Hypoglycemia metrics, especially counting events, are heavily dependent on CGM calibration BG error, and the calibration algorithm. CGM devices tended to read high at lower levels, so when high accuracy calibration measurements are available it may be more appropriate to recalibrate the data.

摘要

背景

新生儿低血糖症较为常见,可能导致严重的脑损伤。其诊断依据为血糖(BG)测量值,通常每隔数小时测量一次。连续血糖监测(CGM)可以提高低血糖检测的灵敏度,同时减少 BG 测量次数。校准算法将传感器信号转换为 CGM 输出。因此,这些算法直接影响用于量化低血糖的指标。本研究旨在定量评估重新校准和 CGM 数据滤波对新生儿低血糖(BG<2.6mmol/L)指标的影响。

受试者和方法

对 50 名婴儿的 CGM 数据使用一种算法进行重新校准,该算法明确识别了本研究中具有高精度的 BG 测量值。将 CGM 数据分别作为(1)原始 CGM 输出、(2)重新校准的 CGM 输出、(3)重新校准的 CGM 输出加后校准中位数滤波和(4)重新校准的 CGM 输出加前校准中位数滤波进行分析。
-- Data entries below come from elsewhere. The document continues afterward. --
PR #11405, opened 2024-08-06
Use github existing chromedriver

nanaya:
I think I still some fails due to chromedriver somehow exiting midway...


notbakaneko (approved):
seems to run on my m1 mac (where chromedriver always breaks)

PR #11406, opened 2024-08-06
Add better default value to all user stats timestamp columns

nanaya:
This removes the need to pretend default separately when updating things.

(it'll also be used in verification function)


notbakaneko (approved):

peppy:
Test failure looks relevant..

nanaya:
it looks like a different bug

PR #11407, opened 2024-08-06
Split percentile calculation to its own function

nanaya:
This shortens `calculate` function and will be reused by fixup function.

### DIFF
--- a/app/Models/DailyChallengeUserStats.php
+++ b/app/Models/DailyChallengeUserStats.php
@@ -56,7 +56,6 @@ class DailyChallengeUserStats extends Model
         $highScoresByUserId = $playlist
             ->highScores()
             ->where('total_score', '>', 0)
-            ->orderBy('total_score', 'DESC')
             ->get()
             ->keyBy('user_id');
         $statsByUserId = static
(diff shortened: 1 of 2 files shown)


app/Models/DailyChallengeUserStats.php
```diff
@@ -47,27 +48,20 @@ public static function calculate(CarbonImmutable $date): void
...
+            ->get()
+            ->keyBy('user_id');
         $statsByUserId = static
             ::where('last_weekly_streak', '>=', $previousWeek->subDays(1))
-            ->orWhereIn('user_id', array_keys($highScoresByUserId))
+            ->orWhereIn('user_id', $highScoresByUserId->keys())
             ->get()
             ->keyBy('user_id');
-        $userIds = new Set([...$statsByUserId->keys(), ...array_keys($highScoresByUserId)]);
+        $percentile = $playlist->scorePercentile();
```
notbakaneko, line 62: this means it's doing the `$playlist->highScores()->where('total_score', '>', 0)->orderBy` query twice, right?

notbakaneko (changes requested):

app/Models/DailyChallengeUserStats.php
nanaya: yes. it's a once a day thing and indexed columns and the other only selects one column, so 🤷

notbakaneko (approved):

PR #11412, opened 2024-08-07
Set daily challenge room start time to be at the start of the day

nanaya:
This fixes test when it runs exactly within 30 minutes before midnight (23:30 - 00:00).

I don't know if the behaviour is acceptable for live so it'll need maybe @bdach's confirmation (or anyone from client).

Alternatively I can just mock the time used during testing.

### DIFF
--- a/app/Console/Commands/DailyChallengeCreateNext.php
+++ b/app/Console/Commands/DailyChallengeCreateNext.php
@@ -53,7 +53,10 @@ class DailyChallengeCreateNext extends Command
                         'allowed_mods' => $nextQueueItem->allowed_mods,
                         'required_mods' => $nextQueueItem->required_mods,
                     ]],
-                ]
+                ],
+                [
+                    'starts_at' => $startTime,
+                ],
             );
             $room->update(['category' => 'daily_challenge']);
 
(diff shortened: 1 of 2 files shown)


bdach:
Spectator server queries `daily_challenge` rooms every minute to broadcast the active room to clients. The query is [here](https://github.com/ppy/osu-server-spectator/blob/30d269ffc2e4cf5d86869a129cb8263f1716097b/osu.Server.Spectator/Database/DatabaseAccess.cs#L397-L402). The thing to avoid there is having multiple rooms matching this query at the same time (it won't kill spectator server, but the server _will_ start yelling about multiple rooms active simultaneously to sentry).

In principle 00:00:00+00:00 should be a fine start date with that respect, but I do wonder if we don't want to make that start date 00:05:00+00:00 to match the cron time:

https://github.com/ppy/osu-web/blob/80d90de322358013db1328f3bcb5c4fa364034ba/app/Console/Kernel.php#L144-L146

nanaya:
Sounds good. I've adjusted it.

bdach (approved):
No objections here

peppy (approved):

PR #11414, opened 2024-08-07
More sophisticated wait for github action chromedriver

nanaya:
but why ಠ_ಠ


notbakaneko (approved):
just wait for the wind to blow and break it again ಠ_ಠ

PR #11720, opened 2024-12-06
Support displaying longer guest mapper lists in Beatmap Discussions

notbakaneko:
- Fixed maximum width for beatmap drop down (simpler than calculating proportional view width)
- Expand area for showing guest mappers
- rescaled the chart height to keep the previous line height and appearance.

image
image


resources/css/bem/beatmap-list.less
```diff
@@ -86,7 +86,7 @@
     padding: 10px 0;
     min-width: 100%;
     width: max-content;
-    max-width: ~"max(90vw, 100%)";
+    max-width: ~"min(max(90vw, 100%), @{container-sm})";
```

低血糖的分类依据为发作次数、持续时间、严重程度和低血糖指数。

结果

重新校准增加了低血糖事件的数量(从 161 次增加到 193 次)、低血糖持续时间(从 2.2%增加到 2.6%)和低血糖指数(从 4.9 增加到 7.1μmol/L)。重新校准后的中位数滤波减少了低血糖事件,从 193 次减少到 131 次,持续时间(从 2.6%减少到 2.5%)和低血糖指数(从 7.1μmol/L减少到 6.9μmol/L)几乎没有变化。重新校准前中位数滤波导致 146 次低血糖事件,总低血糖持续时间为 2.6%,低血糖指数为 6.8μmol/L。

结论

低血糖指标,尤其是事件计数,严重依赖于 CGM 校准 BG 误差和校准算法。CGM 设备在较低水平时往往读数偏高,因此当有高精度校准测量值时,重新校准数据可能更为合适。